A ‘literal’ translation is the only one that is faithful: it states the meaning of the original, adding as little as possible and losing as little as possible.
Given the example you provided, an epistemic translation butchers the text.
Not in the least: a literal translation adheres to the original literary genre and original worldview. YECists refuse to do that, and most ahteists are equally lazy.
Yes – and they always start with the literal meaning, as the rabbis I’ve known all stated: they insist that unless you start with the literal meaning you’re just making up what you want.
Unless you start with the literal sense of the text, you are tossing that Jewish tradition.
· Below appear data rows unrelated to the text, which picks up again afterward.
PR #3979, opened 2022-10-12
Refactor transfer funds loading 

willm30:
**Note, only the first commit belongs uniquely to this PR. The others are from a merge of another PR**

## Description

This PR refactors the loading pattern in the transfer funds section. 

First, it ensures there's an appropriate error message if the safe isn't selected. 
Second, it implements a cache, so that we only fetch for token data once per safe.  
Third, it abstracts the `loading` and `error` message elements so that they can be used in other sections ([#3998](https://github.com/JoinColony/colonyDapp/pull/3993/commits/950bf41b69bce90802f3502f23bcd4c6f0c37423)).

**Changes** 🏗

* Safe not selected message
* Remember previously fetched tokens
* Abstracted loading and error messages

Resolves #3969

PR #3998, opened 2022-10-14
Improve Transfer NFT loading pattern and tidy other sections

willm30:
**Note: only the first commit belongs uniquely to this PR. Others from merge of other pr.**
## Description

This PR refactors the Transfer NFT's loading flow  (inspired by doing the same at #3979). It also implements a few other tweaks to make the transaction sections more consistent, such as updating message names and reusing common components.
 
**Changes** 🏗

* Extracting common code into `shared.ts` file (1) and refactoring Transfer NFT loading flow (1)

## To test

1. Just double check that in the case of Transfer NFT, the loading spinner only shows up the first time we fetch the NFTs for the safe and that there's no ui flashing when, e.g. clicking "back" from the Transaction Preview.


jakubcolony (approved):
Nice improvements @willm30!

Screenshot 2022-10-19 at 18 10 18
Screenshot 2022-10-19 at 18 40 56

>Just double check that in the case of Transfer NFT, the loading spinner only shows up the first time we fetch the NFTs for the safe and that there's no ui flashing when, e.g. clicking "back" from the Transaction Preview.

That's how it works for me

One small thing I noticed is that the avatar in the recipient fields in both Transfer NFT and Raw transaction got smaller (22px vs 26px previously) and got an outline on hover:
image

willm30:
> One small thing I noticed is that the avatar in the recipient fields in both Transfer NFT and Raw transaction got smaller (22px vs 26px previously) and got an outline on hover: image

@jakubcolony Previously it wasn't using the same avatar as the other form sections, now they're all consistent. Although, it is a good spot since we usually reserve that style for user icons with a popover... so maybe, actually, the others were incorrect. @ArmandoGraterol Do you think it's fine or should we change it to the avatar that doesn't have an outline on hover?

ArmandoGraterol:
@willm30 
> @ArmandoGraterol Do you think it's fine or should we change it to the avatar that doesn't have an outline on hover?

I agree that the outline should only apply to the user icons when they are interactable like in the member sections, otherwise it seems like you can click on the avatar but nothing happens actually

willm30:
@ArmandoGraterol Have swapped them over

jakubcolony (approved):
The user picker avatar looks good now @willm30! 👍

src/modules/dashboard/components/Dialogs/ControlSafeDialog/TransactionTypesSection/RawTransactionSection.tsx
```diff
@@ -2,40 +2,36 @@ import React, { useEffect } from 'react';
...
     defaultMessage: 'Select or paste a wallet address',
   },
 });
 
-const displayName = `dashboard.ControlSafeDialog.ControlSafeForm.RawTransactionSection`;
-
-const renderAvatar = (address: Address, item: AnyUser) => (
-  <UserAvatar address={address} user={item} size="xs" notSet={false} />
-);
+const displayName = `dashboard.ControlSafeDialog.TransactionTypesSection.RawTransactionSection`;
```
ArmandoGraterol, line 34: Same with these ids, they are correct without the `TransactionTypesSection`

src/modules/dashboard/components/Dialogs/ControlSafeDialog/TransactionTypesSection/TransferFundsSection.tsx
```diff
@@ -16,82 +13,48 @@ import {
...
       'Unable to fetch Safe balances. Please check your connection',
   },
-  noSafeSelectedError: {
-    id: `dashboard.ControlSafeDialog.ControlSafeForm.TransferFundsSection.noSafeSelectedError`,
-    defaultMessage: 'You must first select a safe',
-  },
 });
 
-const displayName = `dashboard.ControlSafeDialog.ControlSafeForm.TransferFundsSection`;
+const displayName = `dashboard.ControlSafeDialog.TransactionTypesSection.TransferFundsSection`;
```
ArmandoGraterol, line 48: Same here

src/modules/dashboard/components/Dialogs/ControlSafeDialog/TransactionTypesSection/TransferNFTSection.tsx
```diff
@@ -16,57 +16,58 @@ import {
...
   nftError: {
-    id: `dashboard.ControlSafeDialog.TransferNFTSection.nftError`,
-    defaultMessage: 'Unable to fetch NFTs. Please check your connection.',
+    id: `dashboard.ControlSafeDialog.TransactionTypesSection.TransferNFTSection.nftError`,
+    defaultMessage: 'Unable to fetch NFTs. Please check your connection',
   },
 });
 
-const displayName = 'dashboard.ControlSafeDialog.TransferNFTSection';
+const displayName = `dashboard.ControlSafeDialog.TransactionTypesSection.TransferNFTSection`;
```
ArmandoGraterol, line 70: Same here

src/modules/dashboard/components/Dialogs/ControlSafeDialog/TransactionTypesSection/shared.tsx
```diff
@@ -0,0 +1,48 @@
...
+import Avatar from '~core/Avatar';
+
+import { DialogSection } from '~core/Dialog';
+import { SpinnerLoader } from '~core/Preloaders';
+import { AnyUser } from '~data/index';
+import { Address, Message } from '~types/index';
+
+import styles from './TransactionTypesSection.css';
+
+export const AvatarXs = (address: Address, item: AnyUser) => (
```
ArmandoGraterol, line 12: Just my opinion and a nitpick but I feel like the name of this component could be understood better if both letters were capitalized `XS`. For me, when talking about sizes, whether in this context or in the context of clothing, for example, it's more common for both letters to be lower or upper case.

ArmandoGraterol: Tbh I think this reusable component is not really necessary, but I don't feel strongly about not including it. My only concern is that too many components like this one can make the dev experience a bit messy at times

src/modules/dashboard/components/Dialogs/ControlSafeDialog/TransactionTypesSection/shared.tsx
```diff
@@ -0,0 +1,48 @@
+import React from 'react';
+import { FormattedMessage } from 'react-intl';
+import Avatar from '~core/Avatar';
```
ArmandoGraterol, line 3: This import should be grouped with other similar imports

ArmandoGraterol (commented):
@willm30 Do you have any safe that I can use to test the section? One that has NFT and the module enabled

willm30:
> @willm30 Do you have any safe that I can use to test the section? One that has NFT and the module enabled

@ArmandoGraterol Now that the rinkeby tx service has been deprecated, no. I've messaged you re resolving this.

ArmandoGraterol (approved):
Looks good to me :ok_hand: NIce work

Julianahlk (approved):
LGTM. Good work Will!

To know that the opening Creation account in Genesis is a royal chronicle, you have to start with the literal meaning. To recognize that the opening Creation account in Genesis is at the same time a temple inauguration account, you also have to start with the literal meaning. To recognize that the opening Creation account in Genesis is a polemic that uses the Egyptian creation story as its outline, you have to start with the literal meaning.
Finding the literal meaning is the hardest part of scholarship because it requires study on the level of a PhD thesis – that’s the only way to grasp what the individual words mean, and what the words mean is the literal meaning. Heck, just grasping the literal meaning of the first word required six years of studying in Hebrew for me to reach that point, plus a couple of hundred additional hours of study, and I’m still not sure I’ve got it right – and that’s before even asking what literary genre it is. Of course along the way I tackled some other terms in that opening Creation account and added a few hundred more hours to study them.
What YECists do is ignore the literal meaning by relying on the English translation and reading it as modern literature from the perspective of a modern worldview. Taking the literal meaning of the text in the biblical language is anathema to them.